Me vas a firmar o no me vas a firmar para hacerme el tatuaje. Me conoce hace 10 minutos pero no le importa en lo más mínimo. No, le digo. Me pone cara de odio y me pregunta por qué. Porque esa banda es una mierda, le digo. Me putea. Careta, forra, me dice. Ya llevamos 15 minutos de relación y vamos quemando etapas. Sí, le digo, no te firmo para que te metas esa sigla del mal en el culo. Me dice que yo nunca voy a tener el éxito de Callejeros, que a mi no me conoce nadie, que no existo. No existís, me dice. Me preocupa seguir adelante con esta relación que ya encamina para los 20 minutos pero como no sé crear mundos y me las tengo que seguir arreglando para escribir no me queda otra. Morrissey dice que escucha las conversaciones en la fila de los supermarket; yo hablo con pendejas que quieren tener 20 hijos con Fontanet. Empiezo a caminar para el lado de Boedo, me esperan en un bar para comer algo. Steffy me sigue, se me pega como una chinche. Tocás hace mucho, me pregunta. Cambió el tono, cambió también la estrategia. Unos años, le contesto. No decimos nada y seguimos caminando en silencio. Callejeros es mi vida, me llora. Entiendo lo que dice porque tuve vida con muchas bandas como medium, pero ninguna se cargo a ningún pibe. Ah, pará …Bulascio. Pero es diferente, es otra historia. Es diferente, aunque no es tan diferente, pero es uno solo, fue en la comisaría, pero es diferente, es otra cosa, fue otra cosa. Igual sigue siendo un pibe muerto en las cercanías del rock. Me voy a tatuar igual, me dice Steffy. Ya sé, le digo, ya sé. Son casi las 8 de la noche pero no parece. Me tengo que ir, le digo. Vivis por acá, me insiste. Sí, le digo. Ya sé, te vi cantidad de veces con la guitarra, me responde. Para qué me preguntas, le digo. Encoge los hombros. Para joder, me dice. Le suena el celular, le cae un mensajito. El ringtone es ese hit de CJS, el del video en blanco y negro, que suena como una lata, la voz de mierda de Fontanet que decía “hace tiempo que escucho voces y ni una palabra”. Ese, el de la alta rotación, el que explotaba los parlantes de La Mega. Ese riff suena en el celu de Steffy como una pantomima en calidad sub-mp3. Mi hermano, me dice. Es extraña esta familiaridad, esta curiosidad mia por ella que fui desarrollando en ya casi media hora. Dónde te compraste esos jeans, me pregunta. Me miro los bolsillos y le contesto que en Levís. Ah que cheta la piba, me dice y se rie grande y le veo por primera vez las paletas de los dientes.

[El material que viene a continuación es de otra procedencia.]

PR #1435, opened 2026-07-21
fix(gateway): true-streaming passthrough for codex/openai-responses main turn

BYK:
## Problem

GPT-5.6 / any ChatGPT-backend (codex) model was **completely unusable**: the OpenCode client showed \"waiting for response headers\" and retried every ~10s forever.

**Root cause** (`pipeline.ts:8530`): the codex/\`openai-responses\` main-turn path fully **buffered the entire upstream SSE response** via \`accumulateResponsesSSEStream\` *before* constructing the client \`Response\`/headers, with **no keepalive**. For a codex turn — where ChatGPT reasoning generation is slow-to-first-token — the client sees zero bytes and no headers for the full generation window, so its header timeout fires → retry loop.

Only the Anthropic path streamed live (event-by-event) with a 30s keepalive ping. `moonshotai/kimi-k3` worked in the same session because it takes the Anthropic streaming path.

This is a **pre-existing architectural gap** (last real change to the codex stream path was #1322), not caused by the recent worker PRs (#1407/#1413/#1418/#1426/#1430). The buffering exists so the recall-tool interception loop can rewrite the response — but that only matters when a recall tool is actually in the request.

## Fix

Add `streamResponsesPassthrough()` in `stream/openai-responses.ts`: forwards each upstream Responses SSE event to the client **verbatim as it arrives** while accumulating a complete `GatewayResponse` in parallel (so `postResponse` cost/calibration/temporal runs identically), with:
- 30s SSE-comment (`: keepalive`) keepalive (Responses API has no first-class `ping`),
- `response.failed` emitted on upstream error (client never hangs on a missing terminal event) + `onComplete` still fires,
- upstream-reader cancel on client disconnect.

**Gated fast path** in `pipeline.ts`: use passthrough only when
- upstream AND client are both `openai-responses`,
- **no recall tool present** (recall interception requires buffering so an injected `tool_use` never leaks — the property is known up-front via `modifiedReq.tools`), and
- no warning to inject.

Otherwise the existing buffered `accumulate + finalizeWithRecall` path is unchanged.

Refactored the buffered accumulator into shared per-event helpers (`makeResponsesAccState`/`applyResponsesEvent`/`finalizeResponsesAcc`) so both paths derive an identical `GatewayResponse` from one implementation (no drift).

## Tests

New `streamResponsesPassthrough` block in `openai-responses-stream.test.ts`:
- **true streaming** — client reads `response.created`/deltas *before* the upstream emits its terminal event (mutation-verified: withholding the in-loop forward makes this test **time out at 30s** — the exact hang it guards against);
- **verbatim field preservation** — `reasoning_summary_text.delta` (not accumulated) still reaches the client byte-for-byte;
- **upstream error** → `response.failed` emitted + `onComplete` still fires;
- **client cancel** → upstream reader cancelled.

All existing accumulator tests pass unchanged (buffered path now delegates to shared helpers). Recall-codex-stream (buffered+recall path) unaffected.

- typecheck: clean
- lint: clean (only pre-existing unrelated warnings)
- full suite: 334 files passed | 15 skipped; 6438 tests passed | 226 skipped

## Follow-up (separate PR, per sequencing)

Worker cross-model misroute for ChatGPT-backend sessions (`gpt-5.4-mini` → `chatgpt.com/backend-api` 404) + `gpt-5.6-luna` worker preference for real `api.openai.com` sessions. Independent bug; contained (no auth poisoning, no main-turn coupling).


BYK:
## Adversarial review addressed (verdict was MERGE WITH FIXES — no blockers)

Review confirmed: core anti-hang fix correct, gate airtight against recall leaks (M1: dropping `!hasRecallTool` → recall-codex tests RED), refactor behavior-identical, no ReadableStream lock races.

Both SHOULD-FIX items fixed in `dc6c2773`:

- **S2 — untyped/`[DONE]` frames no longer forwarded.** `parseSSEStream` synthesizes `event: message` for untyped `data:` lines and yields the `[DONE]` sentinel; the passthrough forwarded both verbatim, which the old buffered path never did. Now only real Responses events reach the client; untyped/`[DONE]` frames are still consumed for accumulation. New test `does not forward untyped 'message' frames or the [DONE] sentinel` — mutation-verified (revert filter → RED).
- **S1 — vacuous verbatim test fixed.** Now asserts the wire form `event: <type>\ndata:` instead of a bare substring (which also matched the type inside the JSON payload). Mutation-verified (drop `event:` line in `reserializeSSE` → RED).
- **N1** — added `onComplete`-exactly-once assertion on the error path.

NITs N2 (postResponse on cancel — matches old buffered codex behavior, not a regression), N3 (CRLF — pre-existing `parseSSEStream` quirk, ChatGPT is LF), N4 (bounded extra keepalive tick) acknowledged, no action needed.

Green: typecheck, lint, full suite (334 files, 6439 tests passed | 226 skipped).

PR #1449, opened 2026-07-22
fix(build): embed only the target platform's native assets per binary

BYK:
## Problem

The 0.38.0 release build aborted in postject during the SEA blob inject — twice, on the linux (ELF) targets:

```
Injecting blob into node executable: ...lore-linux-arm64
Aborted()
✗ fossilize failed: RuntimeError: Aborted().
    at abort (.../postject@1.0.0-alpha.6/dist/api.js:399)
```

## Root cause

The build packed **every** platform's native onnxruntime + vec0 libraries into **every** binary — fossilize embeds one shared asset manifest into all targets — so each SEA blob was **~305 MB**. postject@1.0.0-alpha.6's ELF injection aborts once the blob passes ~300 MB (a memory ceiling in its 32-bit-WASM/LIEF ELF section rebuild). The onnxruntime-node 1.21→1.27 bump (#1444) grew every platform's lib and pushed the combined blob over the edge. Mach-O injection tolerated the large blob, which is why only the linux (ELF) targets aborted.

Reproduced deterministically in isolation: injecting the 305 MB all-platforms blob into the linux-arm64 ELF aborts; a 163 MB per-platform blob injects cleanly.

## Fix

Embed only the running platform's native assets in each binary (the shared embedding model + workers still ride along in all of them), invoking fossilize **once per target** with a per-target asset manifest. Fossilize wipes its outDir per run, so each target builds into its own subdir and the binary is moved up afterward.

Result:
- Each SEA blob drops from ~305 MB to ~163 MB — well under the ELF limit.
- Every shipped binary is ~140 MB smaller (darwin 424 MB → 301 MB; linux ~123 MB → ~285-288 MB).
- Each fossilize run embeds 11 assets (14 for windows) instead of 23.

### Relationship to #1447

#1447 serialized the injects on a shared-heap-race theory. That was a **red herring** — a single serialized inject still aborts, as this PR's investigation showed — but it's retained since it lowers peak memory. This is the actual fix.

## Verification

Local 4-platform `--release` build: all four platforms build with **no abort**. The linux-x64 binary passes:
- `--version` → `0.37.0`
- `--check-embeddings` → `ok dim=768` (ONNX model loads + embeds)
- `--check-vec` → `ok vec_version=v0.1.9`, `worker vec_available=true`

confirming per-platform native asset extraction still works at runtime. `typecheck`, `lint`, `format:check` all clean.

### DIFF
--- a/packages/gateway/script/build-binary-sea.ts
+++ b/packages/gateway/script/build-binary-sea.ts
@@ -498,6 +498,11 @@ async function buildBinary() {
   }
 
   mkdirSync(distBinDir, { recursive: true });
+  // Wipe staging first so a stale artifact from a previous build (e.g. an
+  // old all-platforms ort-manifest.json) can never be picked up and mask a
+  // regression. Everything below regenerates the staging dir from scratch.
+  // (The --from-staging path returns earlier and never reaches here.)
+  rmSync(stagingDir, { recursive: true, force: true });
   mkdirSync(stagingDir, { recursive: true });
 
   // -------------------------------------------------------------------------
--- a/packages/gateway/script/build-binary-sea.ts
+++ b/packages/gateway/script/build-binary-sea.ts
@@ -35,6 +35,7 @@ import {
   mkdirSync,
   readFileSync,
   renameSync,
+  rmSync,
   unlinkSync,
   writeFileSync,
 } from "node:fs";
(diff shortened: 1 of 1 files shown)


BYK:
Adversarial review caught a real bug in the first commit: fossilize keys every asset by its `file` field and reads the bytes from `<manifestDir>/<file>` — it **ignores `src`**. The aliased `{ file: "ort-manifest.json", src: "ort-manifest-<target>.json" }` therefore made fossilize look for `<staging>/ort-manifest.json`, which this change had stopped writing, so a clean build would abort at the fossilize step (ENOENT on the asset).

It passed local verification only because the build never wipes `.sea-staging`, so a **stale** `ort-manifest.json` from the previous all-platforms code was still on disk and got picked up. A clean CI checkout has no such file — exactly the passes-locally/fails-in-CI trap.

Fixed in `0c9942b4`: persist each target's content as `ort-manifest-<target>.json` and, inside `runFossilize` (fossilize runs serially, once per target), copy the right one onto the shared `ort-manifest.json` filename right before that target's build.

Re-verified with a **wiped `.sea-staging`** (true CI equivalent): all 4 platforms build with no abort; `lore-linux-x64 --check-embeddings` → `ok dim=768` and `--check-vec` → native vec0 loads in main + worker. typecheck/lint/format all clean.

PR #1452, opened 2026-07-22
feat(import): authenticate extraction from each harness's own on-disk credentials

BYK:
## Problem (#1398)

Standalone `lore import` could only authenticate knowledge extraction with `LORE_WORKER_API_KEY` (assumed a raw Anthropic/OpenAI key) and hardcoded the extraction model to `anthropic`/`claude-sonnet-4-6`. A GitHub Copilot subscriber (no raw key) hit repeated `protocol-mismatch` failures: their Copilot token was routed to Anthropic.

## Fix

`lore import` now authenticates extraction by reading **each harness's own on-disk credentials** — no running gateway, no `LORE_WORKER_API_KEY` required.

- **New `AgentAuthProvider` capability** (core), parallel to the existing `AgentHistoryProvider` registry. Each harness owns "read my history" *and* "read my credentials".
- **Per-harness readers**: OpenCode `auth.json` (api-key + oauth), Claude Code `.credentials.json` (oauth bearer), Codex `auth.json` (raw `OPENAI_API_KEY`), Pi `auth.json`. Missing/empty/garbage files return `[]` (never throw).
- **Per-agent credential chain** in `commandImport`: `LORE_WORKER_API_KEY` override → harness on-disk auth (directly-authenticatable + unexpired) → `cfg.model` → accurate failure guidance. Resolved per detected agent, so OpenCode imports with OpenCode's creds, Codex with Codex's, etc.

Y ahora siete años después de todos esos pibes muertos ya no sé cuál es la verdad, tampoco tengo por qué saber. Pero seguimos acá en este limbo de complicidad, un poco ¿no? Estamos todos de acuerdo en que fue terrible, pero no hicimos nada. Siete años, ni uno adentro y la naturalización total. 30 de diciembre del 2004 Él volando junto a Ella para recibir el año nuevo en el sur, donde el asfalto no te quema, el calor no te sofoca y no tenés ganas de morirte porque una noche, alguien te avisó por chat, che pone Crónica y ahí la fila de muertos, de pibes, de chicas y de chicos con aires de pasado y presente rolinga, muertos, apilados, terminados, se fue la vida, empezó el fin de las cosas, del rock, de la noche, de las escenas, de la posibilidad de salir de esas cárceles de mierda, las virtuales, las militantes, las de la condena de la vejez temprana, del disfrute clausurado, del riesgo anulado, de la negación de la exploración.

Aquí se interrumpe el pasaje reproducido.